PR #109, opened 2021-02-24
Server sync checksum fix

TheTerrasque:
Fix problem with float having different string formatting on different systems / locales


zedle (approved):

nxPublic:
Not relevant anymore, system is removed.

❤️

***

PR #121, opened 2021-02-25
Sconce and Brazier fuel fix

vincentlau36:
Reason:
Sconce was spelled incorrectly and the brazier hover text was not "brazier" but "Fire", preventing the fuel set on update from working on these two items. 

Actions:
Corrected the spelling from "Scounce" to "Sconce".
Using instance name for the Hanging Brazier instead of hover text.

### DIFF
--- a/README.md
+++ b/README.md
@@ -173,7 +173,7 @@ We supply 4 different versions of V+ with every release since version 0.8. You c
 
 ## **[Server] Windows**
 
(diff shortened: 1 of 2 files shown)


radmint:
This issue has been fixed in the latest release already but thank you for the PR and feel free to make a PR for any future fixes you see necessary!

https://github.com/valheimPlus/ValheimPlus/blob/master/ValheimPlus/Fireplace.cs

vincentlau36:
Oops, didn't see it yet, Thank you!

***

§ Assigned task
Work through the data above and give the number of lines in which "from" appears; add nothing else.

§ Written solution
2